--- GIVEN ENTRIES ---
PR #14021, opened 2022-08-03
ui: Ensure we dispatch validation state

johncowen:
### Description
Ensure we dispatch validation extended state when we have it, instead of just appending to the extended state, otherwise validation errors aren't reported properly.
---
WORK REQUEST :: Whenever a line above includes "Ensure", copy it in full.

WRITTEN ANSWER ::
ui: Ensure we dispatch validation state
Ensure we dispatch validation extended state when we have it, instead of just appending to the extended state, otherwise validation errors aren't reported properly.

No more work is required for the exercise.